I got the recipe from my bff MaryRuth. You can go HERE to get a printable version. {scroll down to the bottom}
Lemon Delight
Graham Cracker Crust:
3 cups finely ground graham cracker crumbs
2/3 cup white sugar
3/4 cup butter, melted
1 teaspoon ground cinnamon (optional) (I use cinnamon graham crackers... so yummy)
- Mix graham cracker crumbs, sugar, melted butter and cinnamon until well blended . Press mixture into 9x13 pan.
- Bake at 375 degrees for 7 minutes. Cool.

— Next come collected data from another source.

PR #246, opened 2023-11-03
fix encryptFileAndZipWithMetadata node

vmc-crossmint:
`encryptFileAndZipWithMetadata` was not working for the @lit-protocol/lit-node-client-nodejs version of the sdk.

Presumably the `zipBlob = await zip.generateAsync({ type: 'blob' })` works properly only in browser env.

- The function now returns a `nodebuffer` instead of `blob` when not on browser env.
- The file validation function now accepts a 'Uint8array' and not only the client side 'Blob','File' obj

Node v18.16, tested both on next.js and standalone script

### DIFF
--- a/packages/encryption/src/lib/encryption.ts
+++ b/packages/encryption/src/lib/encryption.ts
@@ -571,7 +571,12 @@ export const encryptFileAndZipWithMetadata = async (
 
   folder.file(file.name, uint8arrayFromString(ciphertext, 'base64'));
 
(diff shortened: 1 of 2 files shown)


glitch003:
this looks good to me.  @Ansonhkg is this okay to merge?

joshLong145:
@glitch003 looks good to me, will approve.

joshLong145 (approved):

PR #248, opened 2023-11-06
feat: Store blockhash from handshake + use it in SIWE

Adarsh-Kumar28:
# What

Stores `latest_blockhash` returned by the nodes in the handshake to the `litNodeClient` instance. This is used as the nonce when crafting the SIWE message for signing in both `AuthSig` & `SessionSigs`.

This PR is **backwards-compatible** i.e. devs can still choose not to provide the `nonce` in the updated signing functions and I've also taken care of the fact the node currently don't return `latest_blockhash`.

# How

Updated the following functions to accept the nonce which can be fetched from stored in the client using the `getLatestBlockhash()`:

- `checkAndSignAuthMessage`
- `checkAndSignEVMAuthMessage`
- `signAndSaveAuthMessage`
- `_signAndGetAuth`

```
const litNodeClient = new LitJsSdk.LitNodeClient({
  litNetwork: "cayenne",
});
await litNodeClient.connect();
const nonce = litNodeClient.getLatestBlockhash();
const authSig = await LitJsSdk.checkAndSignAuthMessage({ chain, nonce });
```

Since the SDK receives the `latest_blockhash` from all the nodes they could be different. Hence the final one to be stored is determined by using `mostCommonString()` on all the returned hashes. This is similar to all the other node returned values in the handshake like `hdRootPubkeys`.

**Note:** When the client is not provided in the above functions or if the `latest_blockhash` is undefined (since the corresponding node PR will be merged after this one) then a random nonce is generated by `generateNonce()`.

## LitAuthClient

Have also updated `authenticate()` to use the `latest_blockhash` for `EthWalletProvider` nonce.

## Expiry

Have verified that we use `Date.now()` in the expiry instead of `issueAt`

# Tests

Added manual tests for both the scenarios when the nonce is provided and when it isn't.

### DIFF
--- a/apps/html/manual_tests.html
+++ b/apps/html/manual_tests.html
@@ -21,22 +21,47 @@
 
       //var authSig = JSON.parse("{\"sig\":\"0x18a173d68d2f78cc5c13da0dfe36eec2a293285bee6d42547b9577bf26cdc985660ed3dddc4e75d422366cac07e8a9fc77669b10373bef9c7b8e4280252dfddf1b\",\"derivedVia\":\"web3.eth.personal.sign\",\"signedMessage\":\"I am creating an account to use LITs at 2021-08-04T20:14:04.918Z\",\"address\":\"0xdbd360f30097fb6d938dcc8b7b62854b36160b45\"}")
 
-      var CheckAndSignAuthMessageWorksWithoutBlockhash = async() => {
+      var CheckAndSignAuthMessageWithoutBlockhash = async() => {
         const authSig = await LitJsSdk.checkAndSignAuthMessage({
             chain: "ethereum",
         });
+        let nonceLine = authSig.signedMessage.match(/^Nonce: (.+)$/m);
+
+        if (nonceLine[1].length ===  17) {
+          document.getElementById(
+            'status'
+          ).innerText = "CheckAndSignAuthMessageWithoutBlockhash passed!";
+          return true;
+        } else {
+          document.getElementById('status').innerText = "CheckAndSignAuthMessageWithoutBlockhash failed!";
+          return false;
+        }
+
+        await LitJsSdk.disconnectWeb3();
       }
 
       // The nonce should be we the below blockhash
-      var CheckAndSignAuthMessageWorksWithBlockhash = async() => {
+      var CheckAndSignAuthMessageWithBlockhash = async() => {
         // Currently this will be undefined but later we should replace it with the hardcoded blockhash
-        const nonce = litNodeClient.getLatestBlockhash() 
-        || "0xfe88c94d860f01a17f961bf4bdfb6e0c6cd10d3fda5cc861e805ca1240c58553";
+        const TEST_BLOCKHASH = "0xfe88c94d860f01a17f961bf4bdfb6e0c6cd10d3fda5cc861e805ca1240c58553";
+        const nonce = litNodeClient.getLatestBlockhash() || TEST_BLOCKHASH;
 
         const authSig = await LitJsSdk.checkAndSignAuthMessage({
             chain: "ethereum",
             nonce,
         });
+
+        if (authSig.signedMessage.includes(TEST_BLOCKHASH)) {
+          document.getElementById(
+            'status'
+          ).innerText = "CheckAndSignAuthMessageWithBlockhash passed!";
+          return true;
+        } else {
+          document.getElementById('status').innerText = "CheckAndSignAuthMessageWithBlockhash failed!";
+          return false;
+        }
+
+        await LitJsSdk.disconnectWeb3();
       }
 
       var testEncryptingFileAndZipWithMetadata = async ({
@@ -1582,10 +1607,10 @@
     <div id="networkStatus">Connecting to Lit Protocol Network...</div>
     <br />
     <br />
-    <button onclick="CheckAndSignAuthMessageWorksWithoutBlockhash()">checkAndSignAuthMessage without blockhash nonce</button>
+    <button onclick="CheckAndSignAuthMessageWithoutBlockhash()">checkAndSignAuthMessage without blockhash</button>
     <br />
     <br />
-    <button onclick="CheckAndSignAuthMessageWorksWithBlockhash()">checkAndSignAuthMessage with blockhash nonce</button>
+    <button onclick="CheckAndSignAuthMessageWithBlockhash()">checkAndSignAuthMessage with blockhash</button>
     <br />
     <br />
     <button onclick="ETHEmptyWallet()">ETH (Empty Wallet)</button>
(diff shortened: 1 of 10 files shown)


packages/auth-browser/src/lib/auth-browser.ts
```diff
@@ -44,14 +46,23 @@ export const checkAndSignAuthMessage = ({
...
   if (chainInfo.vmType === VMTYPE.EVM) {
+    // TODO: Uncomment below after the new node changes are deployed
+    // if (!litNodeClient) {
+    //   throwError({
+    //     message: 'litNodeClient not provided for EVM signing',
+    //     errorKind: LIT_ERROR.LIT_NODE_CLIENT_NOT_PROVIDED.kind,
+    //     errorCode: LIT_ERROR.LIT_NODE_CLIENT_NOT_PROVIDED.name,
+    //   });
+    // }
+
```
joshLong145, line 57: Is there a task for this TODO?

packages/auth-browser/src/lib/chains/eth.ts
```diff
@@ -726,7 +730,8 @@ export const signAndSaveAuthMessage = async ({
   resources,
   expiration,
   uri,
-}: signAndSaveAuthParams): Promise<AuthSig> => {
+}: signAndSaveAuthParams,
```
joshLong145, line 733: not sure why we need to inject the client instance. cant the sdk and nodes independently query the block height? requiring a client instance for this method is a bit of a heavy lift and does not seem needed for simply querying the block height has this can be done with a scoped rpc client in `signAndSaveAuthMessage`

joshLong145 (changes requested):

packages/auth-browser/src/lib/auth-browser.ts
Adarsh-Kumar28: Good idea lemme create one on Linear and link it here

Adarsh-Kumar28:
Closing this PR for a new PR: https://github.com/LIT-Protocol/js-sdk/pull/260

packages/lit-node-client-nodejs/src/lib/lit-node-client-nodejs.ts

2 (8 ounce) packages cream cheese
1 cup powdered sugar
2 (3.4 ounce) packages instant lemon pudding mix (we like a stronger lemon flavor so we use Lemon pie filling instead... found on the baking aisle).
3 1/2 cups milk (do not use milk if you use pie filling... milk is for the pudding only!)
1 (12 ounce) container frozen whipped topping, thawedIn a medium bowl, beat the cream cheese and sugar together until smooth and well blended. Spread evenly over the cooled crust.
In another bowl, whisk together the lemon pudding mix and milk for 3 to 5 minutes. Spread over the cream cheese layer.